Every line of the material must be copied exactly, from the first to the last.
(Beginning of DATA EXTRACT)
PR #150, opened 2017-01-28
Update week_one.md

brandonrandall:


module-2/backend/week_one.md
```diff
@@ -5,30 +5,112 @@ Fork this respository. Answer the questions to the best of your ability. Try to
...
     erb :index
   end
   ```
 
+
+  ```ruby
+  get '/horses' do
+  @count = 1
+  @name = Mr. Ed
```
s-espinosa: this would get the information to the view, but the question is asking how we would pass a **local variable**. When you put the `@` in front of `name`, you're declaring an **instance** variable. To pass a local variable, we would use the following syntax:

```ruby
get '/horses' do
  name = "Mr. Ed"
end
```

module-2/backend/week_one.md
```diff
@@ -5,30 +5,112 @@ Fork this respository. Answer the questions to the best of your ability. Try to
...
+
+  object relational mappers: converts data between incompatible type systems in object oriented programming languages
+
 16. What's the most commonly used ORM in ruby (Sinatra & Rails)?
+
+  ActiveRecord
+
 17. Let's say we have an application with restaurants. There are seven verb + path combinations necessary to provide full CRUD functionality for our restaurant application. List each of the seven combinations, and explain what each is for.
+
+get '/'
```
s-espinosa: Make sure to read the questions carefully. We asked specifically about restaurants, so I would have that in place of `whatever` in your answers below.

module-2/backend/week_one.md
```diff
@@ -5,30 +5,112 @@ Fork this respository. Answer the questions to the best of your ability. Try to
...
+get '/whatever'
+get '/whatever/new'
+get '/whatever/:id'
+get '/whatever/:id/edit'
+put '/whatever/:id'
+delete '/whatever/:id'
```
s-espinosa: Looks like we're missing a POST to '/restaurants' (GET '/' isn't part of the CRUD functionality). Also, you need to describe what each of these does!

module-2/backend/week_one.md
```diff
@@ -5,30 +5,112 @@ Fork this respository. Answer the questions to the best of your ability. Try to
...
+
 18. What's a migration? 
+
+  a migration is an update of the table; creating changes to table based on info from the database
+
 19. When you create a migration, does it automatically modify your database?
+
+  yes(or does it modify the table?)
```
s-espinosa: It doesn't **automatically** modify the table. You need to run `rake db:migrate`.

module-2/backend/week_one.md
```diff
@@ -5,30 +5,112 @@ Fork this respository. Answer the questions to the best of your ability. Try to
...
+  the model creates methods that will access the database
+
 21. What's the difference between agile workflow and waterfall method?
+
+  waterfall: plan at the start of the project and no deviation/variation from that
+  agile: continuous reiteration during a project
+
 22. What is the difference between `#new` and `#create`?
+
+  new does not save the new instance whereas create will create and save at the same time.
```

module-2/backend/week_one.md
```diff
@@ -5,30 +5,112 @@ Fork this respository. Answer the questions to the best of your ability. Try to
...
+
+  Models, Views, Controllers
+
+5. Why do we follow conventions when creating our actions/path names in our Sinatra routes? 
+
+  they accomplish a simplified way to read the path names and make connections between desired actions
+
 6. What types of variables are accessible in our view templates without explicitly passing them?
+
+  the variables can represent the methods in the models, routes
```
s-espinosa: We wouldn't normally store a method in a variable, but we could save an instance of the model itself, which would then give us access to its methods.

Re-read the question, though. This is asking what **type** of variables we can access in our views. The answer to that is **instance variables** (which you show in your answer to number 7).

brandonrandall:
i didnt see a update pull request so im suspicious i didnt do the pull request correctly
(End of DATA EXTRACT)
TASK RESPONSE
PR #150, opened 2017-01-28
Update week_one.md

brandonrandall:


module-2/backend/week_one.md
```diff
@@ -5,30 +5,112 @@ Fork this respository. Answer the questions to the best of your ability. Try to
...
     erb :index
   end
   ```
 
+
+  ```ruby
+  get '/horses' do
+  @count = 1
+  @name = Mr. Ed
```
s-espinosa: this would get the information to the view, but the question is asking how we would pass a **local variable**. When you put the `@` in front of `name`, you're declaring an **instance** variable. To pass a local variable, we would use the following syntax:

```ruby
get '/horses' do
  name = "Mr. Ed"
end
```

module-2/backend/week_one.md
```diff
@@ -5,30 +5,112 @@ Fork this respository. Answer the questions to the best of your ability. Try to
...
+
+  object relational mappers: converts data between incompatible type systems in object oriented programming languages
+
 16. What's the most commonly used ORM in ruby (Sinatra & Rails)?
+
+  ActiveRecord
+
 17. Let's say we have an application with restaurants. There are seven verb + path combinations necessary to provide full CRUD functionality for our restaurant application. List each of the seven combinations, and explain what each is for.
+
+get '/'
```
s-espinosa: Make sure to read the questions carefully. We asked specifically about restaurants, so I would have that in place of `whatever` in your answers below.

module-2/backend/week_one.md
```diff
@@ -5,30 +5,112 @@ Fork this respository. Answer the questions to the best of your ability. Try to
...
+get '/whatever'
+get '/whatever/new'
+get '/whatever/:id'
+get '/whatever/:id/edit'
+put '/whatever/:id'
+delete '/whatever/:id'
```
s-espinosa: Looks like we're missing a POST to '/restaurants' (GET '/' isn't part of the CRUD functionality). Also, you need to describe what each of these does!

module-2/backend/week_one.md
```diff
@@ -5,30 +5,112 @@ Fork this respository. Answer the questions to the best of your ability. Try to
...
+
 18. What's a migration? 
+
+  a migration is an update of the table; creating changes to table based on info from the database
+
 19. When you create a migration, does it automatically modify your database?
+
+  yes(or does it modify the table?)
```
s-espinosa: It doesn't **automatically** modify the table. You need to run `rake db:migrate`.

module-2/backend/week_one.md
```diff
@@ -5,30 +5,112 @@ Fork this respository. Answer the questions to the best of your ability. Try to
...
+  the model creates methods that will access the database
+
 21. What's the difference between agile workflow and waterfall method?
+
+  waterfall: plan at the start of the project and no deviation/variation from that
+  agile: continuous reiteration during a project
+
 22. What is the difference between `#new` and `#create`?
+
+  new does not save the new instance whereas create will create and save at the same time.
```

module-2/backend/week_one.md
```diff
@@ -5,30 +5,112 @@ Fork this respository. Answer the questions to the best of your ability. Try to
...
+
+  Models, Views, Controllers
+
+5. Why do we follow conventions when creating our actions/path names in our Sinatra routes? 
+
+  they accomplish a simplified way to read the path names and make connections between desired actions
+
 6. What types of variables are accessible in our view templates without explicitly passing them?
+
+  the variables can represent the methods in the models, routes
```
s-espinosa: We wouldn't normally store a method in a variable, but we could save an instance of the model itself, which would then give us access to its methods.

Re-read the question, though. This is asking what **type** of variables we can access in our views. The answer to that is **instance variables** (which you show in your answer to number 7).

brandonrandall:
i didnt see a update pull request so im suspicious i didnt do the pull request correctly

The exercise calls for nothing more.